*ASSIGNMENT:* Take from the material every line containing the string "files" and copy it.

*TASK DATA:*

----------------------------------------

PR #2189, opened 2018-05-27
docs: add xyzpy to projects

jcmgray:
Justs adds [xyzpy](http://xyzpy.readthedocs.io) to the list of projects utilizing ``xarray``.


shoyer:
Looks great, thanks!

(And thanks for writing xyzpy, it looks pretty handy!)

PR #2193, opened 2018-05-28
Deprecated paths in tests

maxim-lian:
Responding to a couple of warnings


shoyer:
These fixes are also in #2162 -- any chance I could tempt you to review that PR instead? :)

Issue #1603, opened 2017-10-04
Future of MultiIndex


fujiisoup:
I think we can continue the discussion we have in #1426 about `MultiIndex` here.

In [comment](https://github.com/pydata/xarray/pull/1426#issuecomment-304778433) , @shoyer recommended to remove `MultiIndex` from public API.

I agree with this, as long as my codes work with this improvement.

I think if we could have a list of possible `MultiIndex` use cases here, 
it would be easier to deeply discuss and arrive at a consensus of the future API.

fujiisoup:
I'm using `MultiIndex` a lot, 
but I noticed that it is just a workaround to index along multiple kinds of coordinate.

Consider the following example,
```python
In [1]: import numpy as np
   ...: import xarray as xr
   ...: da = xr.DataArray(np.arange(5), dims=['x'],
   ...:                   coords={'experiment': ('x', [0, 0, 0, 1, 1]),
   ...:                           'time': ('x', [0.0, 0.1, 0.2, 0.0, 0.15])})
   ...: 

In [2]: da
Out[2]: 
<xarray.DataArray (x: 5)>
array([0, 1, 2, 3, 4])
Coordinates:
    experiment  (x) int64 0 0 0 1 1 
    time        (x) float64 0.0 0.1 0.2 0.0 0.15
Dimensions without coordinates: x

```

I want to do something like this
```python
da.sel(experiment=0).sel(time=0.1)
```
but it cannot. 
MultiIndexing enables this,

```python
In [2]: da = da.set_index(exp_time=['experiment', 'time'])
   ...: da
   ...: 
Out[2]: 
<xarray.DataArray (x: 5)>
array([0, 1, 2, 3, 4])
Coordinates:
  * exp_time    (exp_time) MultiIndex
  - experiment  (exp_time) int64 0 0 0 1 1 
  - time        (exp_time) float64 0.0 0.1 0.2 0.0 0.15
Dimensions without coordinates: x
```

If we could make a selection from a non-index coordinate, 
`MultiIndex` is not necessary for this case.

I think there should be other important usecases of `MultiIndex`.
I would be happy if anyone could list them in this issue.

shoyer:
One API design challenge here is that I think we still want a explicit notation of "indexed" variables. We could *possibly* allow operations like `.sel()` on non-indexed variables, but they would be slower, because we would not want to create expensive hash-tables (i.e., `pandas.Index`) in a non-transparent fashion.

shoyer:
[...]

PR #2195, opened 2018-05-29
WIP: explicit indexes

shoyer:
Some utility functions that should be useful for https://github.com/pydata/xarray/issues/1603

Still very much a work in progress -- it would be great if someone has time to finish writing any of these in another PR!

### DIFF
--- a/xarray/core/variable.py
+++ b/xarray/core/variable.py
@@ -114,14 +114,7 @@ def as_variable(obj, name=None):
     return obj
 
 
-def as_index_or_compatible_data(data):
-    if isinstance(data, pd.Index):
-        return data
-    else:
-        return as_compatible_data(data)
-
-
-def as_variables_with_multiindex_expansion(obj, name):
+def maybe_expand_multiindex(obj, name):
     """Expand an object into one or more Variable objects.
 
     Parameters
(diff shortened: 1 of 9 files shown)


xarray/core/coordinates.py
```diff
@@ -314,6 +315,71 @@ def __unicode__(self):
         return formatting.indexes_repr(self)
 
 
+def normalize_indexes(indexes, coords, sizes):
```
maxim-lian: (will need `=None`)

xarray/core/coordinates.py
```diff
@@ -314,6 +315,71 @@ def __unicode__(self):
...
+
+    Returns
+    -------
+    Mapping[Any, pandas.Index] mapping indexing keys (levels/dimension names)
+    to indexes used for indexing along that dimension.
+    """
+    indexes = {} if indexes is None else dict(indexes)
+
+    # default indexes
+    for key in sizes:
```
maxim-lian: Do we want to allow the sizes to be optional, and drawn from the indexes / coords? At the moment they must be supplied in `sizes`

xarray/core/variable.py
```diff
@@ -117,6 +117,88 @@ def as_variable(obj, name=None):
...
+
+        if isinstance(data, pd.MultiIndex):
+            raise NotImplementedError('TODO: expand MultiIndex objects.')
+
+        if (name,) == dims or isinstance(data, pd.Index):
+            variable = IndexVariable(dims, data, *args, fastpath=True)
+        else:
+            variable = Variable(dims, data, *args, fastpath=True)
+
+    return OrderedDict([(name, variable)])
```
maxim-lian: 👍

xarray/core/coordinates.py
shoyer: I was imagining calling this function *after* the Dataset/DataArray is filled in with fully specified `xarray.Variable` objects, so we would already have determined sizes for all dimensions.

maxim-lian: Perfect, that makes sense

maxim-lian: Eventually (and I realize from the other PR this is a sketch atm) then we likely want to check the sizes are consistent if they're also supplied in `indexes` or `coords`

xarray/core/coordinates.py
fujiisoup: I'm trying to follow this PR up, but not yet sure what this utility function does.

Can you suggest an example usage of this?
What I currently think of is 
+ Without MultiIndex
```python
    coords = OrderedDict()
    coords['x'] = Variable(('x', ), [0, 1, 2])
    coords['y'] = Variable(('y', ), ['a', 'b'])
    sizes = {'x': 3, 'y': 2}
    actual = normalize_indexes({}, coords, sizes)
    expected = {'x': coords['x'].to_index(), 'y': coords['y'].to_index()}
```
+ With MultiIndex
```python
    coords = OrderedDict()
    coords['x'] = Variable(('z', ), [0, 1, 2])
    coords['y'] = Variable(('z', ), ['a', 'b'])
    sizes = {'x': 6}
    actual = normalize_indexes({}, coords, sizes)
    expected = {'x': pd.Index([0, 0, 1, 1, 2, 2]),
                'y': pd.Index(['a', 'b', 'a', 'b', 'a', 'b'])}
```
Or do we need a `MultiIndex` for `'z'` ?

shoyer: Your "without MultiIndex" example look correct, but I think your "with MultiIndex" case should raise an error, because the dimension "z" has inconsistent sizes.

I was thinking something more like:
```
    indexes = {
        'x': pandas.Index([0, 0, 1, 1, 2, 2]),
        'y': pandas.Index(['a', 'b', 'a', 'b', 'a', 'b']),
    }
    coords = {
        'x': Variable(('z',), [0, 0, 1, 1, 2, 2]),
        'y': Variable(('z',), ['a', 'b', 'a', 'b', 'a', 'b']),
    }
    sizes = {'z': 6}
    actual = normalize_indexes(indexes, coords, sizes)
    combined_index = pandas.MultiIndex.from_arrays([indexes['x'], indexes['y']], names=['x', 'y'])
    expected = {'x': combined_index, 'y': combined_index, 'z': combined_index}
```

The resulting object would supporting indexing with any of `.sel(x=...)`, `.sel(y=...)` or `.sel(z=...)`, all based on `combined_index`.

Issue #2203, opened 2018-05-30
Update minimum version of dask


jhamman:
Xarray currently states that it supports dask version 0.9 and later. However, 1) I don't think this is true and my quick test shows that some of our tests fail using dask 0.9, and 2) we have a growing number of tests that are being skipped for older dask versions:

```
$ grep -irn "dask.__version__" xarray/tests/*py
xarray/tests/__init__.py:90:    if LooseVersion(dask.__version__) < '0.18':
xarray/tests/test_computation.py:755:        if LooseVersion(dask.__version__) < LooseVersion('0.17.3'):
xarray/tests/test_computation.py:841:    if not use_dask or LooseVersion(dask.__version__) > LooseVersion('0.17.4'):
xarray/tests/test_dask.py:211:    @pytest.mark.skipif(LooseVersion(dask.__version__) <= '0.15.4',
xarray/tests/test_dask.py:223:    @pytest.mark.skipif(LooseVersion(dask.__version__) <= '0.15.4',
xarray/tests/test_dask.py:284:    @pytest.mark.skipif(LooseVersion(dask.__version__) <= '0.15.4',
xarray/tests/test_dask.py:296:    @pytest.mark.skipif(LooseVersion(dask.__version__) <= '0.15.4',
xarray/tests/test_dask.py:387:        if LooseVersion(dask.__version__) == LooseVersion('0.15.3'):
xarray/tests/test_dask.py:784:    pytest.mark.skipif(LooseVersion(dask.__version__) <= '0.15.4',
xarray/tests/test_dask.py:802:    pytest.mark.skipif(LooseVersion(dask.__version__) <= '0.15.4',
xarray/tests/test_dask.py:818:@pytest.mark.skipif(LooseVersion(dask.__version__) <= '0.15.4',
xarray/tests/test_variable.py:1664:        if LooseVersion(dask.__version__) <= LooseVersion('0.15.1'):
xarray/tests/test_variable.py:1670:        if LooseVersion(dask.__version__) <= LooseVersion('0.15.1'):
```

I'd like to see xarray bump the minimum version number of dask to something around 0.15.4 (Oct. 2017) or 0.16 (Nov. 2017).

cc @mrocklin, @pydata/xarray

fujiisoup:
`DataArray.dot()` is using dask.einsum, and it only woks with dask >= 0.17.5 (#2089).

Does this requirement sound is too strict? If so, we maybe better to add another pass for older dask.

[...]

PR #2205, opened 2018-05-31
Support dot with older dask

fujiisoup:
- [x] Related with #2203 
 - [x] Tests added
 - [x] Tests passed
 - [x] Fully documented

Related with #2203, I think it is better if `xr.DataArray.dot()` is working even with older dask, at least in the simpler case (as this is a very primary operation).

The cost is a slight complication of the code.
Any comments are welcome.

### DIFF
--- a/doc/whats-new.rst
+++ b/doc/whats-new.rst
@@ -38,7 +38,7 @@ Enhancements
 ~~~~~~~~~~~~
 
 - `:py:meth:`~DataArray.dot` and :py:func:`~dot` are partly supported with older
-  dask<01.7.4. (related to :issue:`2203`)
+  dask<0.17.4. (related to :issue:`2203`)
   By `Keisuke Fujii <https://github.com/fujiisoup`_.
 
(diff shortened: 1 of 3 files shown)


xarray/tests/test_computation.py
```diff
@@ -784,6 +781,10 @@ def test_dot(use_dask):
     assert (actual.data == np.einsum('ij,ijk->k', a, b)).all()
     assert isinstance(actual.variable.data, type(da_a.variable.data))
 
+    import dask
```
shoyer: This needs to be guarded behind `use_dask`. Currently the tests without dask installed are failing here on Travis-CI.

doc/whats-new.rst
```diff
@@ -37,6 +37,10 @@ Documentation
 Enhancements
 ~~~~~~~~~~~~
 
+- `:py:meth:`~DataArray.dot` and :py:func:`~dot` are partly supported with older
+  dask<01.7.4. (related to :issue:`2203`)
```
shoyer: 01.7.4 -> 0.17.4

----------------------------------------

*RESPONSE AREA:*
(diff shortened: 1 of 9 files shown)
(diff shortened: 1 of 3 files shown)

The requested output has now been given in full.